ソフィアメディには、看護師歴の長いベテラン看護師が多く在籍しています。経験年数を重ねれば重ねるほど、後輩の指導や教育をする機会も増えていくのではないでしょうか?Sさんもまた指導者として多くの若手の教育に携わってきましたが、子育てが落ち着いたことを機に、自らが「学ぶ」環境にもう一飛び込みたいと考えました。Sさんはなぜ学び続けるのでしょうか?
■S.Sさん/訪問看護師・管理者/ステーション鹿島田
大学病院の消化器系に8年勤務。産休・育休をはさみ、緩和外来で約7年勤務。その後、医療法人が運営する訪問看護事業所で3年勤め、知り合いが経営する訪問看護事業所の立ち上げに参画。2018年にソフィアメディに入社し、ステーション鹿島田の管理者に。プライベートでは、カメラ、ウクレレなど多様な趣味を持つ。現在は昔からの夢である英語を話せるようになるため、英会話の特訓中。
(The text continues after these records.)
PR #2356, opened 2025-01-13
CNV-51653: Fix bootable volume column sorting on create VM from IT page

pcbailey:
## 📝 Description

This PR fixes the sorting of bootable volumes table columns on the create VM from InstanceTypes page. The sorting algorithm wasn't accounting for the namespace column which is present when All Projects is selected, which threw off which column was being sorted by one index.

Jira: https://issues.redhat.com/browse/CNV-51653

### Before

[bootable-volumes-sort--BEFORE--2025-01-13 06-55.webm](https://github.com/user-attachments/assets/e0d43311-59d6-4822-ad18-2ea7a463a0f8)

### After

[bootable-volumes-sort--AFTER--2025-01-13 06-52.webm](https://github.com/user-attachments/assets/8ea78e70-51a5-49b0-83b6-d7f5505d287c)

### DIFF
--- a/src/views/catalog/CreateFromInstanceTypes/components/BootableVolumeList/BootableVolumeList.tsx
+++ b/src/views/catalog/CreateFromInstanceTypes/components/BootableVolumeList/BootableVolumeList.tsx
@@ -91,6 +91,7 @@ const BootableVolumeList: FC<BootableVolumeListProps> = ({
     pvcSources,
     volumeSnapshotSources,
     pagination,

「もっと学びたい」子供が巣立ち変化したキャリアへの想い
ーSさんはソフィアメディの中でも訪問看護歴が長いですよね。
訪問看護は14年になりますね。ソフィアメディは訪問看護3社目になります。
その前は大学病院の消化器系に8年、出産と育休を挟んで緩和外来で7年半ほど勤めておりました。
ー最初に訪問看護に飛び込んだキッカケは何だったのですか。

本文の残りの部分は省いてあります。